§ Problem to work on
Word for word, restate the lines from the start of the data down to the line with "## Changelog", both included.

#### Input ####

PR #1721, opened 2024-01-15
Report usage of `stripe_client`

richardm-stripe:
## Changelog
* Reports use of the new `StripeClient` in `X-Stripe-Client-Telemetry`. (You can disable telemetry via `Stripe.enableTelemetry = false;`, see the [README](https://github.com/stripe/stripe-java/blob/master/README.md#telemetry).)

## Details
* A different approach to #1698. This one sets `usage` on each callsite to `StripeResponseGetter.request` from `StripeClient`, rather than attempting to wrap `LiveStripeResponseGetter`.
* Modifies `RequestTelemetry` to accept usage and set it appropriately on `X-Stripe-Client-Telemetry`. Had to add a parameter to a public method, so I made a new overload and deprecated the old one. Had to disable a linter rule to do this.

### DIFF
--- a/build.gradle
+++ b/build.gradle
@@ -50,6 +50,10 @@ tasks.withType(JavaCompile) {
       // com.stripe.param.AccountUpdateParams.Individual.Address] within this file.)
       // We should fix this by having autogen use the fully-qualified class to eliminate ambiguity.
       check("SameNameButDifferent", net.ltgt.gradle.errorprone.CheckSeverity.OFF)
+
+      // InlineMe (https://errorprone.info/docs/inlineme) seems neat, but in order to add these annotations
+      // we would be imposing another dependency on `errorprone` to our users, not worth it.
+      check("InlineMeSuggester", net.ltgt.gradle.errorprone.CheckSeverity.OFF)
     }
 }
 
--- a/src/main/java/com/stripe/net/ApiRequest.java
+++ b/src/main/java/com/stripe/net/ApiRequest.java
@@ -42,6 +42,7 @@ public class ApiRequest extends BaseApiRequest {
         this.getPath(),
         this.getOptions(),
         this.getApiMode(),
-        newUsage, this.getParams());
+        newUsage,
+        this.getParams());
   }
 }
--- a/src/main/java/com/stripe/net/ApiRequest.java
+++ b/src/main/java/com/stripe/net/ApiRequest.java
@@ -31,7 +31,7 @@ public class ApiRequest extends BaseApiRequest {
     this(baseAddress, method, path, options, apiMode, null, params);
   }
 
-  public ApiRequest withAddedUsage(String usage) {
+  public ApiRequest addUsage(String usage) {
     List<String> newUsage = new ArrayList<>();
     if (this.getUsage() != null) {
       newUsage.addAll(this.getUsage());
--- a/src/main/java/com/stripe/net/ApiRequest.java
+++ b/src/main/java/com/stripe/net/ApiRequest.java
@@ -1,11 +1,25 @@
 package com.stripe.net;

####

§ Answer to this problem
PR #1721, opened 2024-01-15
Report usage of `stripe_client`

richardm-stripe:
## Changelog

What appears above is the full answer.